Simply put, the Majority's award of $50,000 to Iran in this case rests entirely on a glaring non-sequitur. I outline below the Majority's chain of logic, sentence-by-sentence, as set forth in Paragraph 280 (all italics in quotations are added).
A. Under New York law, "title to escrow property remains in the person depositing the property into escrow (the depositor) until the conditions of the escrow agreement are fulfilled." (I believe this to be an accurate statement of the law.)
B. "Where there is a dispute, until a competent forum determines, with retroactive effect, whether the conditions of the escrow agreement have been met, title to the property in escrow must be presumed to have remained with the depositor." (I believe that this statement is incorrect, but assume that it is correct for purposes of this discussion.)

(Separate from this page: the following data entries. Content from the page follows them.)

PR #95, opened 2018-01-24
Enable coveralls.

arostamianfar:


.travis.yml
```diff
@@ -4,5 +4,8 @@ python:
 install:
   - pip install --upgrade .
   - pip install pylint
+  - pip install python-coveralls
 script:
   - ./run_presubmit.sh
+after_success:
+  - coveralls
```
bashir2: nit: I suppose this is the call that uploads the coverage results to coveralls.io, right? Maybe add a comment for this unless it is obvious for anyone knowing coveralls.

arostamianfar: Done. PTAL :)

PR #96, opened 2018-01-25
Adds a cloudbuild_CI.yaml for Build Triggers with related fixes to test scripts.

bashir2:
Please note that by default the container builder service account (by whom the cloudbuild steps will be run) only has Cloud Container Builder access. Of course that is not enough to run the integration tests. I tried to enable the accesses one by one (e.g., BigQuery, Genomics, GCP, etc.) but then decided it is easier to give this service account "Editor" access (like some other service accounts). That fixed all remaining permission issues.

Tested:
Created a Build Trigger in my project monitoring my forked git repo (using the new cloudbuild_CI.yaml) and tested both success and failure scenarios.

Issue: #62

### DIFF
--- a/cloudbuild.yaml
+++ b/cloudbuild.yaml
@@ -24,6 +24,5 @@ steps:
       - '--tag=gcr.io/$PROJECT_ID/gcp-variant-transforms:${_CUSTOM_TAG_NAME}'
       - '--file=docker/Dockerfile'
       - '.'
-    dir: '.'
 images:
   - 'gcr.io/$PROJECT_ID/gcp-variant-transforms:${_CUSTOM_TAG_NAME}'
--- a/cloudbuild_CI.yaml
+++ b/cloudbuild_CI.yaml
@@ -1,0 +1,50 @@
+# Copyright 2018 Google Inc.  All Rights Reserved.
+#
+# Licensed under the Apache License, Version 2.0 (the "License");
+# you may not use this file except in compliance with the License.
+# You may obtain a copy of the License at
+#
+#      http://www.apache.org/licenses/LICENSE-2.0
+#
+# Unless required by applicable law or agreed to in writing, software
+# distributed under the License is distributed on an "AS IS" BASIS,
+# WITHOUT WARRANTIES OR CONDITIONS OF ANY KIND, either express or implied.
+# See the License for the specific language governing permissions and
+# limitations under the License.
+
+# This is meant to be used by the Build Triggers set in Container Builder Builds
+# of a cloud project. This is what it does:
+# * Builds an image using the last GitHub commit hash as the tag.
+# * Pushes that image to Container Registry.
+# * Runs the integration test from that very image.
+
+steps:
+  - name: 'gcr.io/cloud-builders/docker'
+    args:
+      - 'build'
+      - '--tag=gcr.io/${PROJECT_ID}/gcp-variant-transforms:${COMMIT_SHA}'
+      - '--file=docker/Dockerfile'
+      - '.'
+  # We have to push now since we are using this image in the next step.
+  - name: 'gcr.io/cloud-builders/docker'
+    args:
+      - 'push'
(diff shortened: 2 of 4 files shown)


cloudbuild.yaml
```diff
@@ -24,6 +24,5 @@ steps:
       - '--tag=gcr.io/$PROJECT_ID/gcp-variant-transforms:${_CUSTOM_TAG_NAME}'
       - '--file=docker/Dockerfile'
       - '.'
-    dir: '.'
```
nmousavi: Hmm, so it's not needed? I remember we had to add it but don't remember why? :)

cloudbuild_CI.yaml
```diff
@@ -0,0 +1,50 @@
+# Copyright 2018 Google Inc.  All Rights Reserved.
```
nmousavi: How and Where is this file used?

cloudbuild_CI.yaml
```diff
@@ -0,0 +1,50 @@
...
+# of a cloud project. What it does is:
+# * Build an image using the last GitHub commit hash as the tag.
+# * Push that image to Container Registry.
+# * Runs the integration test from that very image.
+
+steps:
+  - name: 'gcr.io/cloud-builders/docker'
+    args:
+      - 'build'
+      - '--tag=gcr.io/${PROJECT_ID}/gcp-variant-transforms:${COMMIT_SHA}'
```
nmousavi: Optional: I prefer 's/COMMIT_SHA/TAG_NAME', and then populating TAG_NAME with COMMIT_SHA value in the script calling gcloud build.  COMMIT_SHA doesn't look to belong to here.

deploy_and_run_integration_tests.sh
```diff
@@ -25,17 +25,21 @@ set -euo pipefail
...
+GS_DIR_OPT="--gs_dir"
 KEEP_IMAGE_OPT="--keep_image"
 IMAGE_TAG_OPT="--image_tag"
+PROJECT_OPT="--project"
+RUN_UNIT_TEST_OPT="--run_unit_tests"
 SKIP_BUILD_OPT="--skip_build"
 image_tag=""
 keep_image=""
 skip_build=""
+gs_dir="integration_test_runs"  # default GS dir to store logs, etc.
```
nmousavi: should update usage() too?

deploy_and_run_integration_tests.sh
```diff
@@ -168,20 +197,18 @@ export VIRTUAL_ENV_DISABLE_PROMPT="something"
 virtualenv "${temp_dir}"
 source ${temp_dir}/bin/activate;
 trap clean_up EXIT
+if [[ -n "${run_unit_tests}" ]]; then
```
nmousavi: a bit counterintuitive: the script is called deploy_and_run_integration test, but it runs unit test too.

cloudbuild.yaml
bashir2: Correct, AIUI, dir is the path relative to /workspace where everything runs. '.' is the default value.

cloudbuild_CI.yaml
bashir2: This is used when setting up a Build Trigger config for a project to monitor GitHub changes.
The comment below makes a reference to it.

cloudbuild_CI.yaml
bashir2: Like discussed offline, these are "default substitutions" in Container Builder:
https://cloud.google.com/container-builder/docs/configuring-builds/substitute-variable-values
So COMMIT_SHA is the commit hash value at which the image was created and tested.

deploy_and_run_integration_tests.sh
bashir2: Done.
Heh, I actually updated usage last night, after sending the PR, but forgot to push it to GitHub, I guess I was too tired :-)

deploy_and_run_integration_tests.sh
bashir2: I changed the script name to deploy_and_run_tests

PR #100, opened 2018-01-30
Added a comment for the test script run step of cloudbuild_CI.yaml

bashir2:
This is to prevent confusion about how the test script is run.

### DIFF
--- a/cloudbuild_CI.yaml
+++ b/cloudbuild_CI.yaml
@@ -31,6 +31,13 @@ steps:
       - 'push'
       - 'gcr.io/${PROJECT_ID}/gcp-variant-transforms:${COMMIT_SHA}'
   # Run the test script from the image we just built and pushed.
+  #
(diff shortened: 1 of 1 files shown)


cloudbuild_CI.yaml
```diff
@@ -31,6 +31,13 @@ steps:
       - 'push'
       - 'gcr.io/${PROJECT_ID}/gcp-variant-transforms:${COMMIT_SHA}'
   # Run the test script from the image we just built and pushed.
+  #
+  # Note that the only reason that we use the built image in the 'name' argument
```
arostamianfar: Thanks, Bashir! This makes sense now!
Consider rephrasing to be more concise. Something like:
Note that './deploy_and_run_tests.sh' actually references the source downloaded from GitHub and not a file in the docker image we just built. The only reason that we use the built image in the 'name' argument is to avoid reinstalling python, virtualenv, etc on the image.

bashir2:
PTAL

C. "With respect to the dispute between Marriott and the Foundation underlying the Marriott lawsuit, however, by 19 January 1982, the Tribunal, the only forum competent under the Algiers Declarations to resolve that dispute and, in that context, to determine whether the conditions in the Escrow Agreement for the release of the U.S.$50,000 to Marriott had been satisfied, was no longer available. (This statement is not true. Iran could have invoked the aid of this Tribunal after 19 January 1982 by bringing a claim for the return of the escrow funds under Paragraph 8 of the General Declaration. Moreover, the Majority all but admits that this statement is false in footnote 302 of the Award, but the untruth of this statement does not matter for purposes of the present analysis.)
D. "In this situation, but for the 1981 decision of the Appellate Division, the escrow funds would have remained the property of the Foundation, the original depositor of the fund. The 28 April 1981 decision of the Appellate Division and the 5 May 1981 Order, which directed Rogers & Wells to release the escrow funds to Marriott, effectively deprived the Foundation of the money to which, in the circumstances, but for these decisions, it would have continued to hold title. The Tribunal awards Iran compensation for the Foundation's loss of title to those funds, which title, had the United States vacated the 28 April 1981 decision of the Appellate Division and the 5 May 1981 Order, the Foundation would have retained." (My analysis is below.)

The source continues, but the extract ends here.